We can now pretty easily talk about the effects of taking our optimized value x and adding new properties:

x.__expando = 2;

This causes a deoptimization because the compiler went through all this trouble to figure out that x had just one property that was a number. Now it has 2. So it has to decide whether it wants to create a new optimized storage layout for x with just 2 numbers squished together or whether it should hold off on optimizing. There’s no one right answer, but clearly the previous work was invalidated.

Spooky action at a distance⌗

The last example in the blog post is a fun one. They took our existing optimized code and added a new variable:

const y = {foo:1};
y.__expando = 4;

What’s surprising is this code causes x to become deoptimized! There’s no fundamental reason why this has to be true but the short answer is that when the runtime optimizes these variables it essentially has to store a schema (or hidden class) somewhere that says “foo is an integer property at at offset 0”.

When the runtime sees y={foo:1} is does some deduplication so x and y both share the same hidden class/schema. There’s now a dependency here which is that…. x and y have the same properties.

When we add a new property to y, we break that assumption and x and y can no longer share the same hidden class. There are lots of choices about what the runtime could do, and sorting that out results in another round of deoptimization/reoptimization.

Let’s draw a dependency graph showing the hidden class before/after.

Wrapping up⌗

This is far from an exhausive post, I’m not even sure it was worth writing but so often things like compilers and jits are seen as magic, which to be honest they kind of are, and I’m hopeful that this post helps people unfamiliar with C or jits start to build a mental model of how the computer can map their code and data into something it understands.

There’s no particular action item to take away. No simple way to make your code fast. In fact javascript runtimes contain so many heuristics and tricks that sometimes the code that seems like it should run faster runs slower (for example there are many optimizations around string building and the runtimes can often use fancy datastructures like ropes to speed things up).

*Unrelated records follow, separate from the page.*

PR #209, opened 2024-02-01
RSDK-2758 Add an exception system

benjirewis:
[RSDK-2758](https://viam.atlassian.net/browse/RSDK-2758)

Redo of #100. Copied much of the base code from @zaporter-work's original implementation, and the goals of this PR remain basically the same as the last one:
> This provides a base `ViamException` class and a few derived classes. The purpose of these exceptions is threefold:
    1. To provide a base to build on if we wish to pursue more advanced error creation in the future.
    2. To help users easily understand if an error came from our code or not.
    3. To facilitate error-catching and recovery behavior (ex: a `DuplicateResourceException` might be handled differently than a `ResourceNotFoundException`)

Replaces all instances of `throw std::runtime_error`, `throw std::invalid_argument`, `throw std::length_error` and `throw "foo"` with `throw`s of the new exception classes. Note that none of the `throw` calls are touched in the `examples` directory, as those represent example client or module code that should not be using our internal exception system.

[RSDK-2758]: https://viam.atlassian.net/browse/RSDK-2758?atlOrigin=eyJpIjoiNWRkNTljNzYxNjVmNDY3MDlhMDU5Y2ZhYzA5YTRkZjUiLCJwIjoiZ2l0aHViLWNvbS1KU1cifQ

### DIFF
--- a/src/viam/sdk/common/client_helper.hpp
+++ b/src/viam/sdk/common/client_helper.hpp
@@ -17,7 +17,7 @@ class ClientHelper {
     static void default_rsc_(RequestType&) {}
     static void default_rhc_(const ResponseType&) {}
     static void default_ehc_(const ::grpc::Status& status) {
-        throw GRPCException(status.error_message(), status.error_code());
+        throw ViamException(status.error_message(), ViamErrorCode::GRPC);
     }
 
    public:
--- a/src/viam/sdk/common/client_helper.hpp
+++ b/src/viam/sdk/common/client_helper.hpp
@@ -17,7 +17,7 @@ class ClientHelper {
     static void default_rsc_(RequestType&) {}
     static void default_rhc_(const ResponseType&) {}
     static void default_ehc_(const ::grpc::Status& status) {
-        throw ViamException(status.error_message(), ViamErrorCode::GRPC);
+        throw GRPCException(status);
     }
 
    public:
--- a/src/viam/sdk/common/client_helper.hpp
+++ b/src/viam/sdk/common/client_helper.hpp
@@ -1,6 +1,7 @@
 #pragma once
 
 #include <grpcpp/client_context.h>
+#include <viam/sdk/common/exception.hpp>
 #include <viam/sdk/common/proto_type.hpp>
 #include <viam/sdk/common/utils.hpp>
 
@@ -16,7 +17,7 @@ class ClientHelper {
     static void default_rsc_(RequestType&) {}
     static void default_rhc_(const ResponseType&) {}
     static void default_ehc_(const ::grpc::Status& status) {
-        throw std::runtime_error(status.error_message());
+        throw GRPCException(status.error_message(), status.error_code());
     }
 
    public:
--- a/src/viam/sdk/common/exception.cpp
+++ b/src/viam/sdk/common/exception.cpp
@@ -1,0 +1,39 @@
+#include <viam/sdk/common/exception.hpp>
+
+namespace viam {
+namespace sdk {
+
+ViamException::ViamException(const std::string& what)
+    : std::runtime_error("ViamException: " + what){};
+
+ViamException::ViamException(const std::string& what, const std::string& type)
+    : std::runtime_error("ViamException(" + type + "): " + what){};
+
+ViamException::~ViamException() = default;
+
+ConnectionException::ConnectionException(const std::string& what)
+    : ViamException(what, "Connection"){};
+
+DuplicateResourceException::DuplicateResourceException(const std::string& what, Name resource_name)
+    : ViamException(what, "DuplicateResource"), resource_name_(std::move(resource_name)){};
+
+Name DuplicateResourceException::resource_name() const noexcept {
+    return resource_name_;
+}
+
+GRPCException::GRPCException(const std::string& what, int grpc_error_code)
+    : ViamException(what, "gRPC"), grpc_error_code_(std::move(grpc_error_code)){};
+
+int GRPCException::error_code() const noexcept {
+    return grpc_error_code_;
+}
+
+ResourceNotFoundException::ResourceNotFoundException(const std::string& what, Name resource_name)
+    : ViamException(what, "ResourceNotFound"), resource_name_(std::move(resource_name)){};
+
+Name ResourceNotFoundException::resource_name() const noexcept {
+    return resource_name_;
+}
+
+}  // namespace sdk
+}  // namespace viam
--- a/src/viam/sdk/common/exception.cpp
+++ b/src/viam/sdk/common/exception.cpp
@@ -14,12 +14,11 @@ ViamException::~ViamException() = default;
 ConnectionException::ConnectionException(const std::string& what)
     : ViamException(what, "Connection"){};
 
-DuplicateResourceException::DuplicateResourceException(const std::string& what, Name resource_name)
-    : ViamException(what, "DuplicateResource"), resource_name_(std::move(resource_name)){};
+DuplicateRegistrationException::DuplicateRegistrationException(const std::string& what)
+    : ViamException(what, "DuplicateRegistration"){};
 
-Name DuplicateResourceException::resource_name() const noexcept {
-    return resource_name_;
-}
+DuplicateResourceException::DuplicateResourceException(const std::string& what)
+    : ViamException(what, "DuplicateResource"){};
 
 GRPCException::GRPCException(const std::string& what, int grpc_error_code)
     : ViamException(what, "gRPC"), grpc_error_code_(std::move(grpc_error_code)){};
@@ -28,12 +27,11 @@ int GRPCException::error_code() const noexcept {
     return grpc_error_code_;
 }
 
-ResourceNotFoundException::ResourceNotFoundException(const std::string& what, Name resource_name)
-    : ViamException(what, "ResourceNotFound"), resource_name_(std::move(resource_name)){};
+NotSupportedException::NotSupportedException(const std::string& what)
+    : ViamException(what, "NotSupported"){};
 
-Name ResourceNotFoundException::resource_name() const noexcept {
-    return resource_name_;
-}
+ResourceNotFoundException::ResourceNotFoundException(const std::string& what)
+    : ViamException(what, "ResourceNotFound"){};
 
 }  // namespace sdk
 }  // namespace viam
--- a/src/viam/sdk/common/exception.cpp
+++ b/src/viam/sdk/common/exception.cpp
@@ -46,7 +46,7 @@ std::string ErrorCategory::message(int ev) const {
 }
 
 std::error_condition make_error_condition(ErrorCondition e) {
-    static ErrorCategory errorCategory{};
+    static const ErrorCategory errorCategory{};
     return {static_cast<int>(e), errorCategory};
 }
 
--- a/src/viam/sdk/common/exception.cpp
+++ b/src/viam/sdk/common/exception.cpp
@@ -3,52 +3,58 @@
 namespace viam {
 namespace sdk {
 
-ViamException::ViamException(const std::string& what)
-    : std::runtime_error("ViamException: " + what), code_(ViamErrorCode::Unknown){};
+Exception::Exception(const std::string& what)
+    : std::runtime_error("ViamException: " + what), condition_(ErrorCondition::k_general){};
 
-ViamException::ViamException(const std::string& what, ViamErrorCode code)
-    : std::runtime_error("ViamException: " + what), code_(code){};
+Exception::Exception(ErrorCondition condition, const std::string& what)
+    : std::runtime_error("ViamException: " + what), condition_(condition){};
 
-ViamException::~ViamException() = default;
+Exception::~Exception() = default;
 
-std::error_code ViamException::code() const noexcept {
-    return code_;
+std::error_condition Exception::condition() const noexcept {
+    return condition_;
 };
 
-struct ViamErrorCategory : std::error_category {
+struct ErrorCategory : std::error_category {
     const char* name() const noexcept override;
     std::string message(int ev) const override;
 };
 
-const char* ViamErrorCategory::name() const noexcept {
-    return "viam";
+const char* ErrorCategory::name() const noexcept {
+    return "viam::sdk";
 }
 
-std::string ViamErrorCategory::message(int ev) const {
-    switch (static_cast<ViamErrorCode>(ev)) {
-        case ViamErrorCode::Unknown:
-            return "unknown";
-        case ViamErrorCode::Connection:
+std::string ErrorCategory::message(int ev) const {
+    switch (static_cast<ErrorCondition>(ev)) {
+        case ErrorCondition::k_general:
+            return "general";
+        case ErrorCondition::k_connection:
             return "connection establishment failure";
-        case ViamErrorCode::DuplicateRegistration:
+        case ErrorCondition::k_duplicate_registration:
             return "duplicate registration";
-        case ViamErrorCode::DuplicateResource:
+        case ErrorCondition::k_duplicate_resource:
             return "duplicate resource";
-        case ViamErrorCode::GRPC:
+        case ErrorCondition::k_grpc:
             return "gRPC";
-        case ViamErrorCode::NotSupported:
+        case ErrorCondition::k_not_supported:
             return "not supported";
-        case ViamErrorCode::ResourceNotFound:
+        case ErrorCondition::k_resource_not_found:
             return "resource not found";
         default:
             return "unknown";
     }
 }
 
-const ViamErrorCategory viamErrorCategory{};
+std::error_condition make_error_condition(ErrorCondition e) {
+    static ErrorCategory errorCategory{};
+    return {static_cast<int>(e), errorCategory};
+}
 
-std::error_code make_error_code(ViamErrorCode e) {
-    return {static_cast<int>(e), viamErrorCategory};
+GRPCException::GRPCException(grpc::Status status)
+    : Exception(ErrorCondition::k_grpc, status.error_message()), status_(std::move(status)){};
+
+grpc::Status GRPCException::status() const noexcept {
+    return status_;
 }
 
 }  // namespace sdk
--- a/src/viam/sdk/common/exception.cpp
+++ b/src/viam/sdk/common/exception.cpp
@@ -3,49 +3,44 @@
 namespace viam {
 namespace sdk {
 
-Exception::Exception(const std::string& what)
-    : std::runtime_error("ViamException: " + what), condition_(ErrorCondition::k_general){};
-
 Exception::Exception(ErrorCondition condition, const std::string& what)
-    : std::runtime_error("ViamException: " + what), condition_(condition){};
+    : std::runtime_error("viam::sdk::Exception: " + what), condition_(condition){};
+
+Exception::Exception(const std::string& what) : Exception(ErrorCondition::k_general, what){};
 
 Exception::~Exception() = default;
 
-std::error_condition Exception::condition() const noexcept {
+const std::error_condition& Exception::condition() const noexcept {
     return condition_;
 };
 
-struct ErrorCategory : std::error_category {
-    const char* name() const noexcept override;
-    std::string message(int ev) const override;
-};
-
-const char* ErrorCategory::name() const noexcept {
-    return "viam::sdk";
-}
-
-std::string ErrorCategory::message(int ev) const {
-    switch (static_cast<ErrorCondition>(ev)) {
-        case ErrorCondition::k_general:
-            return "general";
-        case ErrorCondition::k_connection:
-            return "connection establishment failure";
-        case ErrorCondition::k_duplicate_registration:
-            return "duplicate registration";
-        case ErrorCondition::k_duplicate_resource:
-            return "duplicate resource";
-        case ErrorCondition::k_grpc:
-            return "gRPC";
-        case ErrorCondition::k_not_supported:
-            return "not supported";
-        case ErrorCondition::k_resource_not_found:
-            return "resource not found";
-        default:
-            return "unknown";
-    }
-}
-
 std::error_condition make_error_condition(ErrorCondition e) {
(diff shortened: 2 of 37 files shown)


src/viam/sdk/common/client_helper.hpp
```diff
@@ -16,7 +17,7 @@ class ClientHelper {
     static void default_rsc_(RequestType&) {}
     static void default_rhc_(const ResponseType&) {}
     static void default_ehc_(const ::grpc::Status& status) {
-        throw std::runtime_error(status.error_message());
+        throw GRPCException(status.error_message(), status.error_code());
```
benjirewis, line 20: I'm curious what to do about `@throws` doc comments. Any method that uses the client helper with the `default_ehc_` can now feasibly throw a `GRPCException` here (they all _were_ able to throw a `std::runtime_error` before we just didn't document it). Should I document that on all client functions? How important is `@throws`?

src/viam/sdk/common/exception.hpp
```diff
@@ -0,0 +1,84 @@
+/// @file common/exception.hpp
```
benjirewis, line 1: The classes in this file are mostly a subset of the [error types from the Python SDK](https://github.com/viamrobotics/viam-python-sdk/blob/main/src/viam/errors.py#L1). I added both `DuplicateRegistrationException` _and_ `DuplicateResourceException` because they seemed like different cases to me.

src/viam/sdk/common/exception.hpp
```diff
@@ -0,0 +1,84 @@
...
+
+/// @class GRPCException
+/// @brief An exception thrown when a machine has sent an error back to an SDK
+/// client over gRPC.
+/// @ingroup Exception
+class GRPCException : public ViamException {
+   public:
+    explicit GRPCException(const std::string& what, int grpc_error_code);
+
+    int error_code() const noexcept;
```
benjirewis, line 60: I'm not sure how important this method nor the `grpc_error_code_` field are. I can get rid of them if we see no use case for someone catching a `GRPCException` and accessing its error code.

benjirewis (commented):
I need to add `test_exception.cpp` with some tests, but thought I'd gather feedback before continuing.

src/viam/sdk/common/exception.cpp
```diff
@@ -0,0 +1,37 @@
...
+    : ViamException(what, "Connection"){};
+
+DuplicateRegistrationException::DuplicateRegistrationException(const std::string& what)
+    : ViamException(what, "DuplicateRegistration"){};
+
+DuplicateResourceException::DuplicateResourceException(const std::string& what)
+    : ViamException(what, "DuplicateResource"){};
+
+GRPCException::GRPCException(const std::string& what, int grpc_error_code)
+    : ViamException(what, "gRPC"), grpc_error_code_(std::move(grpc_error_code)){};
```
stuqdog, line 24: Since `grpc_error_code` is an int (which doesn't have a move constructor), I think this `std::move` doesn't do anything.

src/viam/sdk/components/base/base.cpp
```diff
@@ -34,7 +34,7 @@ std::shared_ptr<ResourceRegistration> Base::resource_registration() {
     const google::protobuf::ServiceDescriptor* sd =
         p->FindServiceByName(viam::component::base::v1::BaseService::service_full_name());
     if (!sd) {
-        throw std::runtime_error("Unable to get service descriptor for the base service");
+        throw ViamException("Unable to get service descriptor for the base service");
```
stuqdog, line 37: just a heads up that all of these "Unable to get service descriptor for {resourcetype} service" errors in `{resourcetype}.cpp` are being removed in the `refactor-registry` PR so some rebase conflict will be happening!

stuqdog (approved):
(I noticed this is in draft but figured I'd take a look. If I was over-eager, apologies! Please re-request review if there's anything still coming). 

One or two minor comments but looks good! Note that I expect there will be some conflict between this PR and the refactor registry PR, so we should make sure that whichever one gets merged second properly converts over any lingering `runtime_exception`s.

acmorrow:
So, when this came up before (per @zaporter-work), and again now, it sends me down a deep rabbit hole of studying the gRPC error model and [error_details](https://github.com/googleapis/googleapis/blob/master/google/rpc/error_details.proto) and [C++ system_error](https://en.cppreference.com/w/cpp/header/system_error) subsystem and thinking about `std::error_condition` and `std::error_category`, and `std::expected` too, and how it should all fit together. And then I stall out because I'm worried it is all too complex and we shouldn't bother.

Do we actually *need* sub-classes of `ViamException`? Or should there just be one which carries a `std::error_condition` with it? Should we create a `std::error_category` for gRPC errors? For ours? Could we use `error_details` to transmit category information from server to client? That might allow the client side to actually throw the server side error with fidelity. Could `generic` components and services have their own error spaces?

Getting the error handling model for the SDK right is very important, because once one is adopted it is more or less impossible to change it later. On the other hand, our current informal setup is less than ideal, and maybe we shouldn't let the great be the enemy of the good, etc.

stuqdog:
> So, when this came up before (per @zaporter-work), and again now, it sends me down a deep rabbit hole of studying the gRPC error model and [error_details](https://github.com/googleapis/googleapis/blob/master/google/rpc/error_details.proto) and [C++ system_error](https://en.cppreference.com/w/cpp/header/system_error) subsystem and thinking about `std::error_condition` and `std::error_category`, and `std::expected` too, and how it should all fit together. And then I stall out because I'm worried it is all too complex and we shouldn't bother.
> 
> Do we actually _need_ sub-classes of `ViamException`? Or should there just be one which carries a `std::error_condition` with it? Should we create a `std::error_category` for gRPC errors? For ours? Could we use `error_details` to transmit category information from server to client? That might allow the client side to actually throw the server side error with fidelity. Could `generic` components and services have their own error spaces?
> 
> Getting the error handling model for the SDK right is very important, because once one is adopted it is more or less impossible to change it later. On the other hand, our current informal setup is less than ideal, and maybe we shouldn't let the great be the enemy of the good, etc.

I am definitely not an expert on this and a lot of your concerns hadn't even occurred to me so happy to be corrected, but: it seems to me we can accomplish pretty much everything we have here by carrying forward the `std::error_condition` and having an `enum` of the common error cases to match on for when we care about what kind of error we received. At a minimum it offers extensibility and specificity without creating child class proliferation.

src/viam/sdk/common/client_helper.hpp
benjirewis: Sounds good; there are some `throws` doc comments I should still fix, but I'll handle that after we agree on the general structure (codes vs. conditions vs. child classes).

src/viam/sdk/common/exception.hpp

If there’s one performance takeaway I would give to the audience of this post, it’s this:

Use a profiler. v8 supports writing symbol maps for linux perf to consume. Chrome has a ton of debug tools. Firefox has great trace viewing infrastructure. Put your application under a magnifying class and try to understand where it’s spending time. Even if your application is faster than it needs to be it’s still nice to know. Is it parsing JSON? Interacting with the DOM? Get a baseline so that as you collect new profiles and develop new features you can spot weird regressions.

And ask yourself if that makes sense. At my current job alot of programs spend alot of time parsing protocol buffers. This is fairly reasonable. At previous jobs our caching edge ingress proxies spent alot of time gzipping uncacheable content and doing TLS. This was somewhat reasonable but pointed to opportunities to improve the customer experience by making more content cacheable.

Hopefully you found some of this informative, now go out there and put an application under a magnifying glass. I guarantee you’ll be surprised at what you find.